Work to be completed: What is the number of lines in the listing below that contain the word "import"? Give only that number.

Data:

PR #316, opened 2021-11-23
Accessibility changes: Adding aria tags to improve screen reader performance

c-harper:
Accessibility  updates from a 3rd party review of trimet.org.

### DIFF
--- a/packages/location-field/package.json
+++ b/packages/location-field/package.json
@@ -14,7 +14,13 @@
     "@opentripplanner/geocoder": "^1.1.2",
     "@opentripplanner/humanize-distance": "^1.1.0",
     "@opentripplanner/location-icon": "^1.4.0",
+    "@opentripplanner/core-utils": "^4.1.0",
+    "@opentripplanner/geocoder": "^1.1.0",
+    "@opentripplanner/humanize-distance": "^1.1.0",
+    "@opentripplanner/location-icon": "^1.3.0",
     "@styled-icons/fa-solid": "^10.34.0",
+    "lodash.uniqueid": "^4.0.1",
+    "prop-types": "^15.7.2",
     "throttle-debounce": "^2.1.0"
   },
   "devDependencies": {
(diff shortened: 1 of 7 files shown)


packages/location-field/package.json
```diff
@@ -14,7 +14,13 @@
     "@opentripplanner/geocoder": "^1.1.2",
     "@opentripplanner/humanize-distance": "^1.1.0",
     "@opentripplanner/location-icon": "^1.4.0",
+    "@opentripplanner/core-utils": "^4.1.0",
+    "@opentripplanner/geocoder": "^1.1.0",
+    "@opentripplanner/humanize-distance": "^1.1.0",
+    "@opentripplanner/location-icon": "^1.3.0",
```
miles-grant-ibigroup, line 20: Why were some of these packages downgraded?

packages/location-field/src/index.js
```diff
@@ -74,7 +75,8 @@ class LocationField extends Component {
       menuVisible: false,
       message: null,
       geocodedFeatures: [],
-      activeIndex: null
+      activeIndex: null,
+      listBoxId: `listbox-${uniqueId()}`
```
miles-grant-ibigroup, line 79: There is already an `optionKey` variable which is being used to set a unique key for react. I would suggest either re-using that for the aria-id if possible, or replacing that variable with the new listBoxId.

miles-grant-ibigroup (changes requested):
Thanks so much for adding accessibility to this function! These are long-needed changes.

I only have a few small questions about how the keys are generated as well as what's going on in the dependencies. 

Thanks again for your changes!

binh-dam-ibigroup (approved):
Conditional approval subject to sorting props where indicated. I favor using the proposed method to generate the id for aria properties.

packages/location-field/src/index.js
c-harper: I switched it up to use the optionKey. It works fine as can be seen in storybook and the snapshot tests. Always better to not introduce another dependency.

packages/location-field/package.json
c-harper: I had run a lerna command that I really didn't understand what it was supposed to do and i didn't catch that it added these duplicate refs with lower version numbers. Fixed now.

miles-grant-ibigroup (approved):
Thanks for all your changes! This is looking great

* * *

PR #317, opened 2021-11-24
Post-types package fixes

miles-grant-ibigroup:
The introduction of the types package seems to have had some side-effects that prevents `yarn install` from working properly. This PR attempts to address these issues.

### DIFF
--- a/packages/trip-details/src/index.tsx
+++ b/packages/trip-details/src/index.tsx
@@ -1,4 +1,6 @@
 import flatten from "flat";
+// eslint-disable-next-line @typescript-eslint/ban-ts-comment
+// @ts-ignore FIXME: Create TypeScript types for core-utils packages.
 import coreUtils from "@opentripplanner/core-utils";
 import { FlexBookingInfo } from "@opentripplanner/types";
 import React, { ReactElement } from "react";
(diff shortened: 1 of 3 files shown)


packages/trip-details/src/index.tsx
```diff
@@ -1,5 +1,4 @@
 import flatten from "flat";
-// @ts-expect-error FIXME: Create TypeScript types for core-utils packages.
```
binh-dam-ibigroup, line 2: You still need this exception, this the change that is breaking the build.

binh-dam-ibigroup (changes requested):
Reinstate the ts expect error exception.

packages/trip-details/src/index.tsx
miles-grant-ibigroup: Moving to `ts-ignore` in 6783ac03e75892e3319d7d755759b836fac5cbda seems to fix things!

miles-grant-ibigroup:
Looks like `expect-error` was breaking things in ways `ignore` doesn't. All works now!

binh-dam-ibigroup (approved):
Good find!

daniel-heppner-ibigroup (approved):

Written response: 5